Collected data entries:

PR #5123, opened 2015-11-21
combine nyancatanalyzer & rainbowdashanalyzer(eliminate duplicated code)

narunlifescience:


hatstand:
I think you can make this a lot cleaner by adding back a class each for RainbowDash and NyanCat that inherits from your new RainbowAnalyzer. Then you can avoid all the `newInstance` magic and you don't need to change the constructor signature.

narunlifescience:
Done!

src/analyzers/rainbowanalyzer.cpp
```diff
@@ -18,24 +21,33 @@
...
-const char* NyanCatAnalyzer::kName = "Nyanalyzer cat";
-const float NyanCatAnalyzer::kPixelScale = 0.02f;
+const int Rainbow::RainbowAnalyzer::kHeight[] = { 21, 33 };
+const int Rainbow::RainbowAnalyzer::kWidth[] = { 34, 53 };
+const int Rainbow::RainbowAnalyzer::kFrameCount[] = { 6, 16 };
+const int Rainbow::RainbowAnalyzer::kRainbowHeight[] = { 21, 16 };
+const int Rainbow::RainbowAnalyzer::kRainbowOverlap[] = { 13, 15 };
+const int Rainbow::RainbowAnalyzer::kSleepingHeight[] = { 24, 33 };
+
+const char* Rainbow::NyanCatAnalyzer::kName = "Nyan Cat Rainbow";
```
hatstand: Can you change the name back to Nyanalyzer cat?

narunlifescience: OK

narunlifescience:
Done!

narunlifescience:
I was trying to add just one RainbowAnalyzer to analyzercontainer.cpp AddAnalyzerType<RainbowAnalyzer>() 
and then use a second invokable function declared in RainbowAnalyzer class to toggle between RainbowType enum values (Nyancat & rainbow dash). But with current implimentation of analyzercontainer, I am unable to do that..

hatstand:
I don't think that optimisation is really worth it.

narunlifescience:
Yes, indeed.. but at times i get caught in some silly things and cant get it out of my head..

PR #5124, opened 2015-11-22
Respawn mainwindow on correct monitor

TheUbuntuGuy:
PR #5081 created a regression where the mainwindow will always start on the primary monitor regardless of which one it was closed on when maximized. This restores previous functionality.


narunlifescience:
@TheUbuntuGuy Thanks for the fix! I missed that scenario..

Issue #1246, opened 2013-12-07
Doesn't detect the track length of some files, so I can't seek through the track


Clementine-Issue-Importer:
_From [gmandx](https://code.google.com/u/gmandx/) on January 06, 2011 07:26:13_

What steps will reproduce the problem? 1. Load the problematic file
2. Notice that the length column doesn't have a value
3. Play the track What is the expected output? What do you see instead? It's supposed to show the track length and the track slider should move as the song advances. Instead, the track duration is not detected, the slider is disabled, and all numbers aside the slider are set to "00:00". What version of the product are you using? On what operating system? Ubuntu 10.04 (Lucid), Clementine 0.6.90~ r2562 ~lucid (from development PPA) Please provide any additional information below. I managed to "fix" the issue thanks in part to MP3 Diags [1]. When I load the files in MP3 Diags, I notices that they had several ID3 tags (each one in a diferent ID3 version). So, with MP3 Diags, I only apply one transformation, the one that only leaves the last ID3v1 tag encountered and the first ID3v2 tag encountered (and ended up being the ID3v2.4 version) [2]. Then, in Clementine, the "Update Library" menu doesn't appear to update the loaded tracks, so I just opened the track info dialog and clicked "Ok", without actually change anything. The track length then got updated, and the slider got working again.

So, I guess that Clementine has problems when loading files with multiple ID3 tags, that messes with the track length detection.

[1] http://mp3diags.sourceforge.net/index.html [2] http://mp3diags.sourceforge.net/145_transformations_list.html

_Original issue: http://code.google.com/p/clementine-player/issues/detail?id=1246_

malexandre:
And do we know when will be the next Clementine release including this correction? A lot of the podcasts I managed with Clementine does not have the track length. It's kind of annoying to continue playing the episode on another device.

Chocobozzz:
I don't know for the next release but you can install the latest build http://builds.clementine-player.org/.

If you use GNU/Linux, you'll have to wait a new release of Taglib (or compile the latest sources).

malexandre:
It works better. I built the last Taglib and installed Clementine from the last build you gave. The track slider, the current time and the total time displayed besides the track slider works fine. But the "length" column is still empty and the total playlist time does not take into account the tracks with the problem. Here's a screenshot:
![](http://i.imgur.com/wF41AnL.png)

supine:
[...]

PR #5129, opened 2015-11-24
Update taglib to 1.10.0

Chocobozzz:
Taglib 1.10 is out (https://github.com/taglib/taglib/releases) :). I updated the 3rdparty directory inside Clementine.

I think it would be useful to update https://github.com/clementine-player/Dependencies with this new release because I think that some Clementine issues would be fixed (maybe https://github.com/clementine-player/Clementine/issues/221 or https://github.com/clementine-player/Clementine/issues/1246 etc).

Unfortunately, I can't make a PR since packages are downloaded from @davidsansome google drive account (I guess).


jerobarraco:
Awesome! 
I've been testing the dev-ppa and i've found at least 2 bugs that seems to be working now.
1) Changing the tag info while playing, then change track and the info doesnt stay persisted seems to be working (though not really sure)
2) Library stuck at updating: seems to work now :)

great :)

▸ **About this exercise**: The records above must each be restated exactly as they stand.

▸ **Completed exercise**:
PR #5123, opened 2015-11-21
combine nyancatanalyzer & rainbowdashanalyzer(eliminate duplicated code)

narunlifescience:


hatstand:
I think you can make this a lot cleaner by adding back a class each for RainbowDash and NyanCat that inherits from your new RainbowAnalyzer. Then you can avoid all the `newInstance` magic and you don't need to change the constructor signature.

narunlifescience:
Done!

src/analyzers/rainbowanalyzer.cpp
```diff
@@ -18,24 +21,33 @@
...
-const char* NyanCatAnalyzer::kName = "Nyanalyzer cat";
-const float NyanCatAnalyzer::kPixelScale = 0.02f;
+const int Rainbow::RainbowAnalyzer::kHeight[] = { 21, 33 };
+const int Rainbow::RainbowAnalyzer::kWidth[] = { 34, 53 };
+const int Rainbow::RainbowAnalyzer::kFrameCount[] = { 6, 16 };
+const int Rainbow::RainbowAnalyzer::kRainbowHeight[] = { 21, 16 };
+const int Rainbow::RainbowAnalyzer::kRainbowOverlap[] = { 13, 15 };
+const int Rainbow::RainbowAnalyzer::kSleepingHeight[] = { 24, 33 };
+
+const char* Rainbow::NyanCatAnalyzer::kName = "Nyan Cat Rainbow";
```
hatstand: Can you change the name back to Nyanalyzer cat?

narunlifescience: OK

narunlifescience:
Done!

narunlifescience:
I was trying to add just one RainbowAnalyzer to analyzercontainer.cpp AddAnalyzerType<RainbowAnalyzer>() 
and then use a second invokable function declared in RainbowAnalyzer class to toggle between RainbowType enum values (Nyancat & rainbow dash). But with current implimentation of analyzercontainer, I am unable to do that..

hatstand:
I don't think that optimisation is really worth it.

narunlifescience:
Yes, indeed.. but at times i get caught in some silly things and cant get it out of my head..

PR #5124, opened 2015-11-22
Respawn mainwindow on correct monitor

TheUbuntuGuy:
PR #5081 created a regression where the mainwindow will always start on the primary monitor regardless of which one it was closed on when maximized. This restores previous functionality.


narunlifescience:
@TheUbuntuGuy Thanks for the fix! I missed that scenario..

Issue #1246, opened 2013-12-07
Doesn't detect the track length of some files, so I can't seek through the track


Clementine-Issue-Importer:
_From [gmandx](https://code.google.com/u/gmandx/) on January 06, 2011 07:26:13_

What steps will reproduce the problem? 1. Load the problematic file
2. Notice that the length column doesn't have a value
3. Play the track What is the expected output? What do you see instead? It's supposed to show the track length and the track slider should move as the song advances. Instead, the track duration is not detected, the slider is disabled, and all numbers aside the slider are set to "00:00". What version of the product are you using? On what operating system? Ubuntu 10.04 (Lucid), Clementine 0.6.90~ r2562 ~lucid (from development PPA) Please provide any additional information below. I managed to "fix" the issue thanks in part to MP3 Diags [1]. When I load the files in MP3 Diags, I notices that they had several ID3 tags (each one in a diferent ID3 version). So, with MP3 Diags, I only apply one transformation, the one that only leaves the last ID3v1 tag encountered and the first ID3v2 tag encountered (and ended up being the ID3v2.4 version) [2]. Then, in Clementine, the "Update Library" menu doesn't appear to update the loaded tracks, so I just opened the track info dialog and clicked "Ok", without actually change anything. The track length then got updated, and the slider got working again.

So, I guess that Clementine has problems when loading files with multiple ID3 tags, that messes with the track length detection.

[1] http://mp3diags.sourceforge.net/index.html [2] http://mp3diags.sourceforge.net/145_transformations_list.html

_Original issue: http://code.google.com/p/clementine-player/issues/detail?id=1246_

malexandre:
And do we know when will be the next Clementine release including this correction? A lot of the podcasts I managed with Clementine does not have the track length. It's kind of annoying to continue playing the episode on another device.

Chocobozzz:
I don't know for the next release but you can install the latest build http://builds.clementine-player.org/.

If you use GNU/Linux, you'll have to wait a new release of Taglib (or compile the latest sources).

malexandre:
It works better. I built the last Taglib and installed Clementine from the last build you gave. The track slider, the current time and the total time displayed besides the track slider works fine. But the "length" column is still empty and the total playlist time does not take into account the tracks with the problem. Here's a screenshot:
![](http://i.imgur.com/wF41AnL.png)

supine:
[...]

PR #5129, opened 2015-11-24
Update taglib to 1.10.0

Chocobozzz:
Taglib 1.10 is out (https://github.com/taglib/taglib/releases) :). I updated the 3rdparty directory inside Clementine.

I think it would be useful to update https://github.com/clementine-player/Dependencies with this new release because I think that some Clementine issues would be fixed (maybe https://github.com/clementine-player/Clementine/issues/221 or https://github.com/clementine-player/Clementine/issues/1246 etc).

Unfortunately, I can't make a PR since packages are downloaded from @davidsansome google drive account (I guess).


jerobarraco:
Awesome! 
I've been testing the dev-ppa and i've found at least 2 bugs that seems to be working now.
1) Changing the tag info while playing, then change track and the info doesnt stay persisted seems to be working (though not really sure)
2) Library stuck at updating: seems to work now :)

great :)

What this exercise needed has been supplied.